Two of the most popular books, bestsellers of recent years, which deal with this subject are John McCall’s The Future Of the Future and Alvin Toffler, Future Shock. Now, Toffler was editor, associate editor of Fortune and a professor at Cornell and elsewhere. And McCall is also a very outstanding writer and scholar. And their vision of the future is, of course, precisely the kind of thing that Mumford was describing. It is a world in which artificial men are created, man itself becomes obsolete and makes way for ‘clonal man,’ in which the least of things done to men is to put electrodes in their brain. It is a world ruled by the scientific elite in which there is no room for God and really no room for men in any sense that we can recognize them.
Very definitely, the death of God means also the death of men. For when God goes, man is expendable in the minds of these men. He’s poorly made, he doesn’t meet their specifications, and since they cannot remake him, they will invent something to take his place. Nietzsche claimed to be the great humanist and lover of life and of man, but he ended up with the slobbering hatred of man and the demand that superman be created. And now the scientific elite tells us that they will make superman artificially, and they actually claim that the time will come when you will go to an air terminal to the counter to get your ticket and you’ll not be able to tell whether the very beautiful girl waiting on you is an artificial girl or a human being. And, of course, ultimately, the artificial girl will be much more reliable than any real girl and so, you can guess who will be dispensable.

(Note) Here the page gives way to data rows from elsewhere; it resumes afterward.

PR #1764, opened 2025-05-19
🧰: fix accidental overriding of wrong module on unsaved changes

### LINKED ISSUE #1753: Browser overwrites the wrong file
**Describe the bug**
I was editing studio/ui.cp.js in the Galyleo project, and added a function call to Dashboard in dashboard.cp.js.  I then clicked on dashboard.cp.js in the top browser pane, and an alert popped up asking me if I wanted to save changes.  I said yes, and then the browser _overwrote dashboard.cp.js with the contents of ui.cp.js_.
I was able to do a `git restore` in a shell to undo the damage, but the behavior was clearly a bug.
Moreover, even after I'd restored the file in the shell, the browser still had the wrong version of the file.  I closed all the browser windows, then opened a new browser, and it still had the bad version.  I had to quit Lively and restart it to get the right version of the file again.

**To Reproduce**
This should happen with any files in the browser.  Edit a file, click on another without writing, and then say save changes in response to the dialog.

**Screenshots**

**Setup**
Please delete non-applicable items!

- Windows
- Linux

**Version**: Please paste the lively.next commit on which the problem occurred here (use the copy button of the Version Checker in the bottom left corner).
c725a776b26bd744331765a4881ba4c0557d2fea

merryman:
Fixes #1753.

### DIFF
--- a/lively.ide/js/browser/index.js
+++ b/lively.ide/js/browser/index.js
@@ -1246,13 +1246,17 @@ export class BrowserModel extends ViewModel {
     return moduleLists.map(list => list.items.map(m => m.value)).flat();
   }
 
+  alreadySelectedModule (moduleUrl) {
+    return this.state.selectedModule?.url === moduleUrl && this.selectedModule.url === moduleUrl;
+  }
+
   async selectModuleNamed (mName, animated = true) {
     const columnView = this.ui.columnView;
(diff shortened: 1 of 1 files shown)


linusha (approved):
Note that I cannot really test-drive this, as I know of no reliable way to create the bug. Code looks promising though.

PR #1774, opened 2025-09-01
🤕: increase `protocolTimeout`

linusha:
Pretty strait-forward solution to the continuous timeout we have recently seen for the daily test runs.
120s might be higher than necessary, but for our use-case I honestly can't think of any downsides. Some breathing room won't hurt I guess...

@merryman, merging this, then rebasing #1773 should make your PR green as well - if not, this is not as good of a fix as I think. I ran multiple CI runs to check that the lively.lang tests succeed.


linusha:
Great, it didn't even work for this one :D

merryman:
I think this issue has been resolved after moving away from the old jspm servers.

PR #1794, opened 2026-04-17
Add lively.app: NW.js desktop distribution

merryman:
## Summary

- Add `lively.app/` sub-package that bundles lively.next as a standalone NW.js desktop app — users download one archive, double-click, lively runs. No clone, no terminal, no PATH setup.
- Multi-platform distribution (Linux x64, macOS arm64, Windows x64) built via a cross-platform Node build script (`lively.app/scripts/build.mjs`).
- Nightly GitHub Action (`.github/workflows/build-desktop-app.yml`) produces downloadable artifacts on the Actions run page.
- Drop google-closure-compiler deps (~571 MB) since SWC replaced them and the legacy path was gated behind an opt-in freezer UI flag.

## How it works

- **NW.js as the shell**: the desktop app is the NW.js binary + a bundled lively.next tree + a standalone Node.js binary for the server subprocess.
- **Server in-process where possible, child process where not**: ESM loader hooks (`module.register`, `registerHooks`, `NODE_OPTIONS --experimental-loader`) all crash NW.js's Blink renderer, so `start-server.cjs` (node-main) spawns `lively.server/bin/start-server.js` as a managed subprocess with flatn's `--experimental-loader`. A parent-PID watchdog (`watchdog.cjs`) preloaded into the subprocess ensures it dies when NW.js dies — including force-kill / crash — no orphans.
- **Dev mode vs bundled mode**: `start-server.cjs` auto-detects which mode it's in (based on whether `__dirname` is inside `rootDir`) and logs to `lively.app/boot.log` vs `~/.local/share/lively.next/boot.log` accordingly, sets up FLATN env itself, uses the bundled node binary when present.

This is the mad, the truly insane dream of the new scientific elite. It’s a dangerous dream, it’s a dream that spells murder, the murder of man. The millions upon millions that were murdered by Stalin and the millions upon millions who were murdered by Mao in Red China are just a drop in the bucket to what men in the universities very close to us all across the country, in England, in France, Germany, all over the world are contemplating when they discuss, plan, make a scientific goal to do the kinds of things these writers describe. It is the planned murder of man, of mankind.
Moreover, they are doing this with the hearty approval of most men. The overwhelming popularity of these books can scarcely be believed. The average man is ready to accept these because he hates life. This book was published in July of 1970, it appeared, condensations of it, in Horizon, Red Book and Playboy.